How does tweedie nloglike in XGBoost relate to the actual nloglike?

1k views Asked by At

When viewing the code for how XGBoost calculates the tweedie evaluation metric (tweedie-nloglik) we can see that it is calculated as:

bst_float a = y * std::exp((1 - rho_) * std::log(p)) / (1 - rho_);
bst_float b = std::exp((2 - rho_) * std::log(p)) / (2 - rho_);
return -a + b;

Source: line 310-313 below: https://github.com/dmlc/xgboost/blob/master/src/metric/elementwise_metric.cu

The expression does show similarities with the expression for the tweedy deviance for p values between 1-2, but there does not seem to be an exact mapping. Tweedie deviance according to wikipedia:

tweedie deviance

if I remove constants and take the negative logarithmic of the expression from Wikipedia, I do not end up with an expression which equals -a + b from the XGBoost. My questions is then what the value that XGBoost calculates is and how it relates to the negative logarithmic likelihood?

Thanks!

1

There are 1 answers

0
ACifonelli On

I know it is a bit old question but I leave here my findings (that of course can be wrong). XGBoost, as well as LightGBM, use the Tweedie loss in the context of Generalized Linear Models (GLMs). Let's say that our response function follow a Poisson distribution

$$y \sim \mathit{Poisson}(\mu)$$

and that $\mu$ is obtained as a linear combination of several covariates grouped in the vector $x$; $\mu = w^T x$. We know however that $\mu$ goes under some restrictions imposed by the distribution that we are using. For the Poisson we need it to be positive, so we can use the exponential function such that

$$\mu = \exp(w^T x)$$

or, to ease the computation

$$\log(\mu) = w^T x$$.

The $\log()$ is called link function and it is the default choice for several distribution (Tweedie included) and it is also linked to the canonical form of the Exponential Dispersion Models (EDMs).

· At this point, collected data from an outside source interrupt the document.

PR #58, opened 2015-12-19
Configure continuous integration using Travis CI.

schildbach:
Builds will be visible at https://travis-ci.org/schildbach/public-transport-enabler

### DIFF
--- a/.travis.yml
+++ b/.travis.yml
@@ -1,0 +1,3 @@
+# configuration for https://travis-ci.org/schildbach/public-transport-enabler
+language: java
+jdk: openjdk6


grote:
Awesome! Any plans to let Travis also run the live tests as well? Maybe they have a nice dashboard to always show the test status of the various providers. Everybody could easily see where fixes might be necessary and subscribe to certain providers.

schildbach:
Hmm, I didn't plan it. Obviously the live tests can't fail the build, otherwise it would be red all the time (-:

A dashboard would be nice, but I have no idea how to do this. Travis itself keeps no state (the VMs are torn down after the build), so the live tests would need to produce some build output that gets uploaded to GitHub pages perhaps? Anyway, feel free to experiment with this.

PR #62, opened 2015-12-21
Allow different API Base for Navitia Providers

grote:
This is especially useful if you want to run a Navitia instance on your
own server.

### DIFF
--- a/enabler/src/de/schildbach/pte/AbstractNavitiaProvider.java
+++ b/enabler/src/de/schildbach/pte/AbstractNavitiaProvider.java
@@ -77,7 +77,8 @@ public abstract class AbstractNavitiaProvider extends AbstractNetworkProvider
 {
 	protected final static String SERVER_PRODUCT = "navitia";
 	protected final static String SERVER_VERSION = "v1";
-	protected static final String API_BASE = "http://api.navitia.io/" + SERVER_VERSION + "/";
+
+	protected String apiBase = "https://api.navitia.io/" + SERVER_VERSION + "/";
 
 	private enum PlaceType
 	{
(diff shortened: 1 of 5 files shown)


enabler/src/de/schildbach/pte/AbstractNavitiaProvider.java
```diff
@@ -77,7 +77,7 @@
 {
 	protected final static String SERVER_PRODUCT = "navitia";
 	protected final static String SERVER_VERSION = "v1";
-	protected static final String API_BASE = "http://api.navitia.io/" + SERVER_VERSION + "/";
+	protected static String API_BASE = "http://api.navitia.io/" + SERVER_VERSION + "/";
```
schildbach: Can you make this a proper instance variable?

enabler/test/de/schildbach/pte/live/ItalyProviderLiveTest.java
```diff
@@ -30,7 +30,7 @@
 {
 	public ItalyProviderLiveTest()
 	{
-		super(new ItalyProvider(secretProperty("navitia.authorization")));
+		super(new ItalyProvider("https://api.navitia.io/v1/", secretProperty("navitia.authorization")));
```
schildbach: This is already the default, no? Except for the s in https. If Navitia supports https, we should probably change the default.

grote:
Thanks for the review! I updated this PR.

schildbach:
I merged this with small changes. I left the HTTPS change for a future commit, actually I remembered we tried this a year ago with the ParisProvider and had some compatibility issues back then.

Thanks for your contribution!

Check the following source for more details https://bookdown.org/steve_midway/BHME/Ch7.html

Since we have log-transformed $\mu$, in the formula we will not have $\mu^{1 - p}$ but $\log(\mu)^{1 - p} = (1 - p)\log(\mu)$. With $\exp((1 - p)\log(\mu))$ we retrieve the correct quantity to be plugged into the log-likelihood.

To conclude and summarize, the actual loss implemented in XGBoost is just the general log-likelihood when the $\log()$ function is used as link function.